- MATERIAL FOR THIS TASK
******

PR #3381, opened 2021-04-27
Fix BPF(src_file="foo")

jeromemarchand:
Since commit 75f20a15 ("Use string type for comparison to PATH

******

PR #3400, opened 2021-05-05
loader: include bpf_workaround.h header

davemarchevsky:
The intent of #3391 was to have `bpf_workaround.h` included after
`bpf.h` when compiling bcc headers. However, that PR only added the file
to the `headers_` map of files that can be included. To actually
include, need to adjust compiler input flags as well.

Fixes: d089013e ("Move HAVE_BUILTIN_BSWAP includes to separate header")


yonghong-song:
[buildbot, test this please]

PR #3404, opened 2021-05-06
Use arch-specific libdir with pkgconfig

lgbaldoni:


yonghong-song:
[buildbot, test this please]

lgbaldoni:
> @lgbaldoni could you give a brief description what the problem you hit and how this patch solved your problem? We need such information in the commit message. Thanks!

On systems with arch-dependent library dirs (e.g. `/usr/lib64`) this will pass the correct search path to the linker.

******

- WHAT IS REQUIRED
Would you copy out exactly the lines above that start at the one containing "commit message. Thanks!" and end at the one containing "On systems with", inclusive?

- SOLUTION
> @lgbaldoni could you give a brief description what the problem you hit and how this patch solved your problem? We need such information in the commit message. Thanks!

On systems with arch-dependent library dirs (e.g. `/usr/lib64`) this will pass the correct search path to the linker.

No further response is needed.